_Problem details_
Look through the lines below and extract any with the word "alanshaw".

_Given records_
┌──

PR #1173, opened 2023-11-21
feat: upload-client uploadDirectory, by default, sorts the provided files by file name to help the user call us in a way that is deterministic and minimizes cost

gobengo:
Motivation:
* https://github.com/web3-storage/w3up/issues/1172
  * "Stabilize file ordering in uploadDirectory" in https://github.com/web3-storage/secrets/issues/28
    * this stabilizes it by sorting the files param unless an option is passed telling us not to


packages/upload-client/src/index.js
```diff
@@ -63,13 +67,16 @@ export async function uploadFile(conf, file, options = {}) {
  * has the capability to perform the action.
  *
  * The issuer needs the `store/add` and `upload/add` delegated capability.
- * @param {import('./types.js').FileLike[]} files File data.
+ * @param {Iterable<FileLike> & { sorted?: boolean }} files  Files that should be in the directory.
+ * To ensure determinism in the IPLD encoding, by default these files MUST be sorted by file.name or this function will return a rejected promise .
+ * To explicitly upload with in an indeterminate way, pass `files` with `files.sorted === false`.
```
gobengo, line 72:
```suggestion
 * To explicitly upload unsorted files in an indeterminate way, pass `files` with `files.sorted === false`.
```

packages/upload-client/src/index.js
```diff
@@ -63,13 +67,16 @@ export async function uploadFile(conf, file, options = {}) {
...
  *
  * The issuer needs the `store/add` and `upload/add` delegated capability.
- * @param {import('./types.js').FileLike[]} files File data.
+ * @param {Iterable<FileLike> & { sorted?: boolean }} files  Files that should be in the directory.
+ * To ensure determinism in the IPLD encoding, by default these files MUST be sorted by file.name or this function will return a rejected promise .
+ * To explicitly upload unsorted files in an indeterminate way, pass `files` with `files.sorted === false`.
  * @param {import('./types.js').UploadDirectoryOptions} [options]
  */
 export async function uploadDirectory(conf, files, options = {}) {
+  const entries = 'sorted' in files ? files : requireSortedFiles(files)
```
alanshaw, line 76: If I pass files with `sorted: true` there is nothing that checks the ordering.

packages/upload-client/src/index.js
```diff
@@ -63,13 +67,16 @@ export async function uploadFile(conf, file, options = {}) {
  * has the capability to perform the action.
  *
  * The issuer needs the `store/add` and `upload/add` delegated capability.
- * @param {import('./types.js').FileLike[]} files File data.
+ * @param {Iterable<FileLike> & { sorted?: boolean }} files  Files that should be in the directory.
```
alanshaw, line 70: Pass `sorted` as an option? It's a bit odd to me that this option is passed as a property on the input files.

Do you think we should use "order" instead of "sorted"? They are needed a particular order, whether they arrived at that order because we sorted them doesn't matter.

As a suggestion for an option name: `customOrder: true`?

packages/upload-client/src/sharding.js
```diff
@@ -84,3 +88,78 @@ export class ShardingStream extends TransformStream {
...
+    const { comparator, iterable } = this
+    return function* () {
+      let prev = null
+      for (const cur of iterable) {
+        if (prev && comparator(prev, cur) === 1) {
+          throw Object.assign(
+            new Error(
+              `sequentially iterated items were not sorted as expected`
+            ),
+            { unsorted: [prev, cur], code: 'SORTED_EXPECTATION_UNMET' }
```
alanshaw, line 118: Again, I'd call this "order".
```suggestion
            { unordered: [prev, cur], code: 'ERR_INVALID_FILE_ORDER' }
```

packages/upload-client/src/index.js
alanshaw, line 70: I'm not 100% sure it's desirable to allow streaming the listing. If the files are not verified to be ordered correctly at the start, then we run the risk of uploading 1 or more shards before failing.

...this is ignoring the fact that `UnixFS.createDirectoryEncoderStream(files)` iterates over the files immediately.

alanshaw (changes requested):
Ok, this is _not_ the PR I was expecting! I was expecting a tweak to automatically sort the files list and perhaps an option to disable that behaviour.

So something like this: https://github.com/web3-storage/files-from-path/pull/27

My assumption was that the majority of users would want this to happen automatically and by pushing that responsibility onto users we're forcing a breaking change as well as adding an additional code task for them to sort the files themselves.

I've made some suggestions in the PR but on balance I think we should more preferably do the above (i.e. same as `files-from-path`) instead.

packages/upload-client/src/sharding.js
```diff
@@ -84,3 +88,78 @@ export class ShardingStream extends TransformStream {
...
+          )
+        }
+        yield cur
+        prev = cur
+      }
+    }.bind(this)()
+  }
```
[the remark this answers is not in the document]
gobengo: thanks 🤦

packages/upload-client/src/sharding.js
gobengo: good suggestion, thank you

packages/upload-client/src/index.js
gobengo: This was on purpose. I was trying to make the API basically:
* if you pass it something ordered by name, it works
* if you pass it something unordered by name and with no indication you've sorted it how you want, throw an error once we find it is unordered
* if you pass it something unordered by name and with an explicit indication you've already ordered/sorted it intentionally (in some way but not necessarily by file name), allow the potentially nondeterministic ordering

So my intention was that passing `sorted: true` would be that the caller is indicating "I already sorted this in a way that I want, so don't try to check the ordering or order it on my behalf".
`sorted: false` would also be like "It's not sorted but I'm intentionally marking it as not sorted because I know what I'm doing and want to upload a directory of unsorted things"

But what you've described as what you expected is also reasonable so I will make it work that way

packages/upload-client/src/index.js
gobengo: > Do you think we should use "order" instead of "sorted"? They are needed a particular order, whether they arrived at that order because we sorted them doesn't matter.

Useful distinction. Thank you. I updated to prefer this notion of 'order' where appropriate

> As a suggestion for an option name: customOrder: true?

👍

gobengo:
> My assumption was that the majority of users would want this to happen automatically and by pushing that responsibility onto users we're forcing a breaking change as well as adding an additional code task for them to sort the files themselves.

@alanshaw cool. I updated to make this match the expectations you shared.

packages/upload-client/src/index.js
```diff
@@ -63,13 +63,17 @@ export async function uploadFile(conf, file, options = {}) {
  * has the capability to perform the action.
  *
  * The issuer needs the `store/add` and `upload/add` delegated capability.
- * @param {import('./types.js').FileLike[]} files File data.
+ * @param {import('./types.js').FileLike[]} files  Files that should be in the directory.
+ * To ensure determinism in the IPLD encoding, by default these files MUST be sorted by file.name or this function will return a rejected promise .
+ * To explicitly upload unsorted files in an indeterminate way, pass `files` with `files.sorted === false`.
```
alanshaw, line 68:
```suggestion
 * To ensure determinism in the IPLD encoding, files are automatically sorted by `file.name`. 
 * To retain the order of the files as passed in the array, set `customOrder` option to `true`.
```

packages/upload-client/src/sharding.js
```diff
@@ -84,3 +88,30 @@ export class ShardingStream extends TransformStream {
...
 }
+
+/**
+ * Default comparator for FileLikes. Sorts by file name in ascending order.
+ *
+ * @param {FileLike} a
+ * @param {FileLike} b
+ * @param {(file: FileLike) => string} getSortKey
+ */
+export const defaultFileComparator = (a, b, getSortKey = (a) => a.name) => {
```
alanshaw, line 99: Minor, but `getSortKey` is actually returning a value not a key.

packages/upload-client/src/types.ts
```diff
@@ -258,7 +258,10 @@ export interface UploadOptions
 export interface UploadDirectoryOptions
   extends UploadOptions,
     UnixFSDirectoryEncoderOptions,
-    UploadProgressTrackable {}
+    UploadProgressTrackable {
+  // whether the directory files have already been ordered in a custom way. indicates that the upload must not use a different order than the one provided.
```
alanshaw, line 262: This should be `/** ... */` style comment in order to expose this helpful info to consumers.

alanshaw (approved):
❤️ Some minor feedback but nothing blocking.

packages/upload-client/src/index.js
alanshaw: ACK makes sence, I think it was just the 3 possible values boolean that got me - null/undefined and true and false. Where true/false actually means the same thing in terms of what _we_ do with the files.

packages/upload-client/src/index.js
gobengo: ah thx!!

packages/upload-client/src/sharding.js
gobengo: ah I was using `key` in the sense of this https://docs.python.org/3/howto/sorting.html#key-functions
but I think you mean it like the 'key/value' of the File object, which is probably a more reasonable interpretation in this context than what I meant. I will rename it to `getSortValue` because that seems at least slightly less likely to cause confusion than what I did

└──

_Task output_
alanshaw, line 76: If I pass files with `sorted: true` there is nothing that checks the ordering.
alanshaw, line 70: Pass `sorted` as an option? It's a bit odd to me that this option is passed as a property on the input files.
alanshaw, line 118: Again, I'd call this "order".
alanshaw, line 70: I'm not 100% sure it's desirable to allow streaming the listing. If the files are not verified to be ordered correctly at the start, then we run the risk of uploading 1 or more shards before failing.
alanshaw (changes requested):
@alanshaw cool. I updated to make this match the expectations you shared.
alanshaw, line 68:
alanshaw, line 99: Minor, but `getSortKey` is actually returning a value not a key.
alanshaw, line 262: This should be `/** ... */` style comment in order to expose this helpful info to consumers.
alanshaw (approved):
alanshaw: ACK makes sence, I think it was just the 3 possible values boolean that got me - null/undefined and true and false. Where true/false actually means the same thing in terms of what _we_ do with the files.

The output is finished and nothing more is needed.